Formerly configuration was done by using pageTS (see below). This is still possible (fully backwards compatible) but not recommended. Instead of writing pageTS simply create a configuration record (table: tx_crawler_configuration) and put it on the topmost page of the pagetree you want to affect with this configuration.

The fields in these records are related to the pageTS keys described below.
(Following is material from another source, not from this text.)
PR #574, opened 2026-06-18
Fix multi_image_photometry crash on a single missing source (#474)

### LINKED ISSUE #474: Add tests for uncovered block
This [block of code](https://github.com/feder-observatory/stellarphot/blob/main/stellarphot/photometry/photometry.py#L790C1-L815C1) in `photometry.py` is not covered by any tests. There is at least one bug in here on line 794: whether or not `missing_sources` has length one or larger we want `set(missing_courses)` not `set([missing_sources])`. There may (or may not) be others, but increasing the coverage of this block would be good.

Fields and their pageTS equivalents

General

Backend configuration record: General

Backend configuration record: General

Name
Corresponds to the “key” part in the pageTS setup e.g. tx_crawler.crawlerCfg.paramSets.myConfigurationKeyName
Protocol for crawling
Force HTTP, HTTPS or keep the configured protocol
Processing instruction filter
List of processing instructions. See also: paramSets.[key].procInstrFilter
Base URL
Set baseUrl (most likely the same as the entry point configured in your site configuration)
Pids only
List of Page Ids to limit this configuration to. See also: paramSets.[key].pidsOnly
Exclude pages
Comma separated list of page ids which should not be crawled
Configuration
Parameter configuration. The values of GET variables are according to a special syntax. See also: paramSets.[key]
Processing instruction parameters
Options for processing instructions. Will be defined in the respective third party modules. See also: paramSets.[key].procInstrParams
Crawl with FE user groups
User groups to set for the request. See also: paramSets.[key].userGroups and the hint in create-crawler-configuration

Access

Backend configuration record: Access

Backend configuration record: Access

Hide
If activated the configuration record is not taken into account.
Restrict access to
Restricts access to this configuration record to selected backend user groups. Empty means no restriction is set.